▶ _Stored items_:
PR #635, opened 2019-08-22
add human commiter to KG and clean up dataset creator ids

### LINKED ISSUE #632: `schema:creator` pointing to `mailto:None` for imported data-set
It looks like in cases when a data-set is imported, the `schema:creator` triple points to `<mailto:None>` resource. As a consequence, I imagine all the triples from all the projects and imported data-sets will be put into one `schema:Person` `<mailto:None>` bag during triples generation process.

Reproducing:
repo: `git@dev.renku.ch:virginiafriedrich/datasets-test.git`
commit: `46a77c18a31e42d356be7e6d4eac5ad35468e881`
command: `renku log --format rdf`

### LINKED ISSUE #634: No info about person on the commit triples
It looks that currently there's no information on the commit triples about a person who performed a commit. It would be great if that's added so we'd have something like follows:
```
  <rdf:Description rdf:about="file:///commit/<sha>">
    <prov:agent rdf:resource="file:///_<uuid>"/>
    ...
  </rdf:Description>
  ...
  <rdf:Description rdf:about="file:///_<uuid>">
    <rdf:type rdf:resource="http://schema.org/Person"/>
    <rdf:type rdf:resource="http://www.w3.org/ns/prov#Person"/>
    <schema:name>user name</schema:name>
    <schema:email><host@user></schema:email>
  </rdf:Description>
```

rokroskar:
This PR:

* prevents the creation of nodes with `mailto:None` ids - instead, if we don't have obvious identifying information like an email or an orcid-id we simply generate a blank node
* adds the `Person` `prov:agent` to the commit activity - this is the human agent that created the commit

This is a sample graph:

noname gv

Fixes #634 
Fixes #632

### DIFF
--- a/renku/models/datasets.py
+++ b/renku/models/datasets.py
@@ -69,7 +69,7 @@ class Creator(object):
         context='schema:name'
     )
 
-    _id = jsonld.ib(default=None, kw_only=True, context='@id')
+    _id = jsonld.ib(kw_only=True, context='@id')
 
     @property
     def short_name(self):
@@ -123,10 +123,18 @@ class Creator(object):
         """Create an instance from a Git commit."""
         return cls(name=commit.author.name, email=commit.author.email)
 
+    @_id.default
+    def default_id(self):
+        """Set the default id."""
+        if self.email:
+            return 'mailto:{email}'.format(email=self.email)
+        return '_' + str(uuid.uuid4())
+
     def __attrs_post_init__(self):
-        """Post-Init hook to set _id field."""
-        if not self._id:
-            self._id = 'mailto:{self.email}'.format(self=self)
+        """Finish object initialization."""
+        # handle the case where ids were improperly set
+        if self._id == 'mailto:None':
+            self._id = '_' + str(uuid.uuid4())
 
 
 @attr.s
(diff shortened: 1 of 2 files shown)


renku/models/datasets.py
```diff
@@ -123,10 +123,12 @@ def from_commit(cls, commit):
...
 
-    def __attrs_post_init__(self):
-        """Post-Init hook to set _id field."""
-        if not self._id:
-            self._id = 'mailto:{self.email}'.format(self=self)
+    @_id.default
+    def default_id(self):
+        """Set the default id."""
+        if self.email:
+            return 'mailto:{self.email}'.format(self=self)
```
jsam: I think we don't need to pass entire self context to format. I would just pass what's needed.

renku/models/datasets.py
```diff
@@ -123,10 +123,12 @@ def from_commit(cls, commit):
...
+        return '_'+str(uuid.uuid4())
```
jsam: Is this formatted? (yapf)

rokroskar: nope! thanks!

renku/models/datasets.py
rokroskar: true - fixed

▶ _WORK ITEM_: Each entry needs to be transcribed exactly.

▶ _REPLY TO THE EXERCISE_:
PR #635, opened 2019-08-22
add human commiter to KG and clean up dataset creator ids

### LINKED ISSUE #632: `schema:creator` pointing to `mailto:None` for imported data-set
It looks like in cases when a data-set is imported, the `schema:creator` triple points to `<mailto:None>` resource. As a consequence, I imagine all the triples from all the projects and imported data-sets will be put into one `schema:Person` `<mailto:None>` bag during triples generation process.

Reproducing:
repo: `git@dev.renku.ch:virginiafriedrich/datasets-test.git`
commit: `46a77c18a31e42d356be7e6d4eac5ad35468e881`
command: `renku log --format rdf`

### LINKED ISSUE #634: No info about person on the commit triples
It looks that currently there's no information on the commit triples about a person who performed a commit. It would be great if that's added so we'd have something like follows:
```
  <rdf:Description rdf:about="file:///commit/<sha>">
    <prov:agent rdf:resource="file:///_<uuid>"/>
    ...
  </rdf:Description>
  ...
  <rdf:Description rdf:about="file:///_<uuid>">
    <rdf:type rdf:resource="http://schema.org/Person"/>
    <rdf:type rdf:resource="http://www.w3.org/ns/prov#Person"/>
    <schema:name>user name</schema:name>
    <schema:email><host@user></schema:email>
  </rdf:Description>
```

rokroskar:
This PR:

* prevents the creation of nodes with `mailto:None` ids - instead, if we don't have obvious identifying information like an email or an orcid-id we simply generate a blank node
* adds the `Person` `prov:agent` to the commit activity - this is the human agent that created the commit

This is a sample graph:

noname gv

Fixes #634 
Fixes #632

### DIFF
--- a/renku/models/datasets.py
+++ b/renku/models/datasets.py
@@ -69,7 +69,7 @@ class Creator(object):
         context='schema:name'
     )
 
-    _id = jsonld.ib(default=None, kw_only=True, context='@id')
+    _id = jsonld.ib(kw_only=True, context='@id')
 
     @property
     def short_name(self):
@@ -123,10 +123,18 @@ class Creator(object):
         """Create an instance from a Git commit."""
         return cls(name=commit.author.name, email=commit.author.email)
 
+    @_id.default
+    def default_id(self):
+        """Set the default id."""
+        if self.email:
+            return 'mailto:{email}'.format(email=self.email)
+        return '_' + str(uuid.uuid4())
+
     def __attrs_post_init__(self):
-        """Post-Init hook to set _id field."""
-        if not self._id:
-            self._id = 'mailto:{self.email}'.format(self=self)
+        """Finish object initialization."""
+        # handle the case where ids were improperly set
+        if self._id == 'mailto:None':
+            self._id = '_' + str(uuid.uuid4())
 
 
 @attr.s
(diff shortened: 1 of 2 files shown)


renku/models/datasets.py
```diff
@@ -123,10 +123,12 @@ def from_commit(cls, commit):
...
 
-    def __attrs_post_init__(self):
-        """Post-Init hook to set _id field."""
-        if not self._id:
-            self._id = 'mailto:{self.email}'.format(self=self)
+    @_id.default
+    def default_id(self):
+        """Set the default id."""
+        if self.email:
+            return 'mailto:{self.email}'.format(self=self)
```
jsam: I think we don't need to pass entire self context to format. I would just pass what's needed.

renku/models/datasets.py
```diff
@@ -123,10 +123,12 @@ def from_commit(cls, commit):
...
+        return '_'+str(uuid.uuid4())
```
jsam: Is this formatted? (yapf)

rokroskar: nope! thanks!

renku/models/datasets.py
rokroskar: true - fixed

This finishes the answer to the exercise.